As you might have noticed, broken images are not shown in Firefox. It's probably more user-friendly to not show a broken image placeholder, but when you are working with web development, you really want to know if an image doesn't load. In IE they are replaced by a red x, but in Firefox they are silently ignored.

So, how to show broken images then? After struggeling a bit with a Greasmonkey script that replaces a broken link with an image, I finally found this snippet, which once placed in the userContent.css file, "shows" broken images. The Greasmonkey script worked by the way, but I prefer a CSS hack instead of a javascript that probably slows down page rendering.

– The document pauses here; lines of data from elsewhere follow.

PR #578, opened 2016-10-20
updated fix for #564, handles closure without breaking button

zachmonteith:
last PR had some issues with scope and closure of FollowToggle, this fix reassigns is_following variable and executes follow/stopfollow functions without modifying them or the scope in which they reside.


DaleMcGrew:
👍

PR #590, opened 2016-11-03
Entered possible fix to not being able to make certain voter guide entries public. Changed sign in message text.

DaleMcGrew:


DaleMcGrew:
👍

Issue #227, opened 2016-04-23
Accessibility: Add ability to tab to bookmarks and support/oppose


DaleMcGrew:
1. Go to the ballot
2. Tab through to the page and you find that you skip past bookmarks and support/oppose
   A person should be able to use the keyboard to get to all interface elements.

wendy-c:
works on chrome, still skipping support/oppose on safari

zachmonteith:
update: hard coding in a tab index through dev tools does not cause firefox to highlight candidate name, so that theory is debunked

ixley:
@DaleMcGrew This looks like it has been addressed. On a related note – tabbing typically only jumps to links and buttons, so text that has a click handler attached, but has no `href` will not work. On /ballot, notice that tabbing catches the 'office' text links but not the candidate ones.

DaleMcGrew:
Hi @ixley, @nickelser is still working on this. We got it working on all browsers except Safari, and Nick tracked down a possible fix that he is working on.

ixley:
ah okay - sorry about that.

On Sun, Apr 30, 2017 at 10:01 AM, Dale John McGrew <notifications@github.com

nickelser:
the problem actually stems from the default safari behavior -- which doesn't match any of the other browsers.

this SO answer describes the solution: https://stackoverflow.com/a/1914496

we could notify safari users that they should change their settings, but i assume that anyone who has accessibility needs and uses safari would already have it enabled.

i recommend actually not changing any code or HTML and instead trusting the users 😄

PR #593, opened 2016-11-17
fix for #227, bookmark can now be tabbed to

zachmonteith:
Thanks to Adit for pairing with me at Code for SF to solve this one!  in case the commit name wasn't clear, this allows users to use the tab key to highlight the bookmark button for the ballot item they are viewing, and to press the enter or space key to bookmark the item once it is highlighted.

*EDIT*
added similar functionality to all buttons, links, and other clickable objects I could find that weren't previously focusable with tab and didn't trigger on spacebar or enter.


DaleMcGrew:
👍  Great work @zachmonteith and Adit!

PR #609, opened 2017-01-06
Onboarding animation setup with animation story components and slider…

sarah-clements:
Onboarding animation setup with animation story components and slider; starting using timeline with GreenSock; Had to add slick-carousel CSS links rather than rely on npm install react-slick, since react-slick requires higher version of react.


DaleMcGrew:
👍

PR #610, opened 2017-01-07
Update React to 15.4.2 along with other Packages

pertrai1:

All of the packages have been updated to the latest version minus Flux.
Flux has breaking changes that will have to be addressed in more depth.

There are a couple app specific errors that are happening away from the
update:

* Warning about ReactPlayer on about
* Share -> Copy has warning

* Update to all packages to latest minus Flux
* Update to `input` fields that need to use `defaultValue` rather than `value`


DaleMcGrew:
Thank you Rob! I pulled this version to my local machine, and made some fixes and additional updates which I will commit in another Pull Request. 👍

PR #614, opened 2017-01-13
Onboarding animation of first sequences 

sarah-clements:
Onboarding animation of first sequences (FaceBook and Twitter signin components added) with assets; created media queries, added x(close) component with a redirect to sample ballot route and added all assets for first animation section; Tried react-slick nextSlide method but it creates an infinite loop - usage TBD; react-slick CSS CDN replaced with slick-carousel package.


sarah-clements:
@ixley wanted to look at my CSS overrides (in theatre.scss) before the pull request is approved.

ixley:
@sarah-clements I was somehow able to push directly to your branch (which was not my intention!) I made some sample edits to go along with my comments/questions. My changes (which I meant to push to my own fork) are meant as reference for some of the suggestions/comments I made, but don't feel like you have to integrate them. It also is not meant to be integrated 'as is' since I didn't address everything I commented on. 

I don't want to further muck about on your branch so I'm not going to try to roll it back, but feel free to use or not use what you want. Full comments below. Do let me know if you have any questions.

**Design**
I’m not going to comment too much on design since it appears that it’s not really finished, but here are a couple thoughts/questions.
* The content design still looks like a work in progress… Should all the content assume to be placeholders?
    * The sign in buttons, for instance, are not laid out responsively (they overlap on small screens) and also probably shouldn’t be on the first screen of the intro/tour. 
    * Feels strange that text shows up and then disappears on its own (rather quickly).
* The swipe interaction is quite appropriate for touch devices, but is less appropriate for desktop browsers. Consider adding more appropriate navigation UI—like (arrow) buttons—for non-touch devices.

**Implementation**
In general, try to use (or extend) existing conventions, when possible.
* Use the existing ‘breakpoints’ mixin (along with existing $breakpoints maps) for media queries. The mixin is a useful helper (allowing you to nest media query styles in context) and using standardized variables when possible helps reduce unnecessary custom values. (426px seems like a pretty random value, for example.)
* Don’t apply styles to element tags (.intro-story h2) – only style with appropriate classes. (This is just good practice for CSS.)
* Try to use default or existing styles as much as possible. I’m not clear what purpose .example-header and .example-header-2 serve, especially with placeholder content. Use Bootstrap heading classes for now (.h1, .h2, etc.) It’s on my list to add additional custom heading classes soon too.
* Avoid nesting selectors when possible. Use BEM naming conventions to apply custom styles and keep specificity low.
* I’m not familiar with the plugin being used, but it seems strange that there are 3 separate components needed for the different screens. Is it not possible to add screen content with the same component? Again, I’m not familiar—it just struck me as a strange setup. Disregard if this comment is out of place.
* Too many .row elements. You only need .row to setup column width layouts—not to wrap content otherwise. The ones in AnimationStory are essentially unnecessary. See Bootstrap documentation for usage.
* Some comments on the [x] close button: 
    * Consider using Bootstrap’s .close button styling (or something similar). I realize that this implementation calls for a white/light close ‘x’ instead, so consider creating a variant based off the Bootstrap style.
    * Or, if you want to stick with the image, if you are going to set it up as a global element, set the styles up as global as well and don’t nest them in a component specific partial. You should basically decide whether this element/component is scoped to only this section or whether it’s global and stay consistent with how it’s named, made accessible, organized, etc.
* As with the x-close button, try to stay consistent with naming and file structure. It’s confusing that the sass partial is named _theater.scss and the main style within is .intro-story. A component or section based partial should typically be named the same as it’s primary component or route name.

sarah-clements:
Pull request #621 addresses the design/stylesheet issues mentioned in the comments.

Issue #608, opened 2017-01-04
On "About We Vote" page, create grid with team photos


DaleMcGrew:
- [x] Add photos from both c4 (www.WeVoteUSA.org) and c3 (www.WeVoteEducation.org) boards, to the "About We Vote" page. Photos that are not on either of these sites will be placed here: https://drive.google.com/drive/u/1/folders/0B3O7mejbtJ3qc0M2WHh4dFZHdmc
- [x] In desktop the photos should be 4 across
- [x] In mobile the photos should be 3 across
- [x] Name and title of each person should be beneath photo. 
- [ ] There should be a "Read more" link that opens up a Div that floats above the page with the photo, title, and full bio from the person.

We need two sections, with these people left-to-right, top-to-bottom:
We Vote Boards
- Jenifer Fernandez Ancona, c4 Board Chair
- Tiana Epps-Johnson, c3 Board Chair
- Debra Cleaver, c3 Board Member
- Tory Gavito, c4 Board Member
- Lawrence Grodeska, c3 Board Member
- Dale John McGrew, c4 & c3 Board Member
- Anat Shenker-Osorio, c4 Board Member
- William Winters, c4 Board Member

We Vote Staff
- Sarah Clements, Engineering Intern
- Irene Florez, Engineering Intern
- Jeff French, Lead Designer
- Anisha Jain, Engineering Intern
- Judy Johnson, Operations
- Neelam Joshi, Engineering Intern
- Ciero Kilpatrick, User Experience Intern
- Dale John McGrew, Executive Director
- Colette Phair, Manager of Communications and Community Outreach

DaleMcGrew:
Great work @mnneelam!

PR #616, opened 2017-01-18
Added photos for WeVote board and team members under img/global.

mnneelam:
Modified About page with following changes:
1) Separate sections for WeVote Board and WeVote Staff - Name, Title, Brief description
2) Responsive display based on different breakpoints - 3 photos for small screen, 4 for large screen
3) For small screens, hide description

Iteration on issue #608


DaleMcGrew:
Thank you Neelam! I will make some changes to the content before we post it to the live site. 👍

Issue #613, opened 2017-01-12
Add Mailchimp email newsletter signup form to About page


ColettePhair:
Create email newsletter form fields that lets users sign up for our 501(c4) nationwide email list on Mailchimp, to add to We Vote About page

DaleMcGrew:
Verified. Thank you @zachmonteith!

PR #618, opened 2017-01-19
created email newsletter signup form button #613

zachmonteith:
Created a basic form using Mailchimp's tools, lives on their server.  created button on more/about page that opens that form in a new tab.  Also added a light border to medium button so that it matches the other buttons.


DaleMcGrew:
Thank you @zachmonteith and Randy! 👍

PR #4821, opened 2026-05-20
[WV-4547] Election Finder UI iter #2

ric0de:
- **ElectionFinderHeader**: state label now renders after the breadcrumbs (was above the H1), so the layout reads Election Finder → breadcrumb → STATE → election title → date.
- **ElectionFinderForElection**:
  - 3-crumb breadcrumb: `← Election Finder Home / Upcoming|Past Elections - State (N) / Election Name - Date (officeCount)`.
  - Election title now shows office count, e.g. `State Primary (2)`.
  - Date rendered below the title via a new `ElectionDetailDate` styled component (matches state label color so the two frame the title in the same hue).
  - Empty-state copy split: `No results found.` is preserved for search-no-match; a new `Our team hasn't assembled the data for this election yet. We usually have election data 45 days before each election.` message appears when the election has zero offices and no active search.
- **ElectionFinderStateLabel**: slightly larger state label scoped to the Finder (extends shared `ElectionStateLabel`) so Ballot pages keep the original size.
- **DRY**: extracted `formatDateLong` into new `dateHelpers.js`; refactored `ElectionFinderHome` and `ElectionFinderForState` to import it (drops two duplicate copies).

---

**Depends on: (`[WV-2660]` Election Finder iter 1). I'll rebase this branch once that lands so the diff collapses to a single commit.

[WV-2660]: https://wevoteusa.atlassian.net/browse/WV-2660?atlOrigin=eyJpIjoiNWRkNTljNzYxNjVmNDY3MDlhMDU5Y2ZhYzA5YTRkZjUiLCJwIjoiZ2l0aHViLWNvbS1KU1cifQ

### DIFF
--- a/src/js/pages/ElectionFinder/ElectionFinderForElection.jsx
+++ b/src/js/pages/ElectionFinder/ElectionFinderForElection.jsx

On Windows XP the userContent.css file can be found at:

C:\Documents and Settings
    \<username>
      \Application Data
        \Mozilla
          \Firefox
            \Profiles
              \<profile>
                \chrome

 

If the userContent.css file doesn't exist, just create it. And here is the code to place in the above file:

/*
 * Show image placeholders
 */
@-moz-document url-prefix(http), url-prefix(file) {
  img:-moz-broken{
    -moz-force-broken-image-icon:1;
    width:24px;
    height:24px;
  }
}

 

Credits goes to Doxmart Blog

Comments

Anonymous @ November 28th, 2010 - 18:21

Just what i was looking for, thanks! I can't believe Firefox is missing something like this...

Anonymous @ June 3rd, 2011 - 01:03

Awesome, thanks!!

Anonymous @ July 19th, 2011 - 10:12

Unfortunately, this no longer seems to be working in Firefox 5. I've added that CSS rule to my userChrome.css but Firefox still doesn't display anything for missing images.

I have userChrome.css parsed correctly, because the following rule does take effect and shows a larger font size in the URL bar:
#urlbar {
font-size: 16px;
}

Whether browser.display.show_image_placeholders is true or false doesn't make any difference.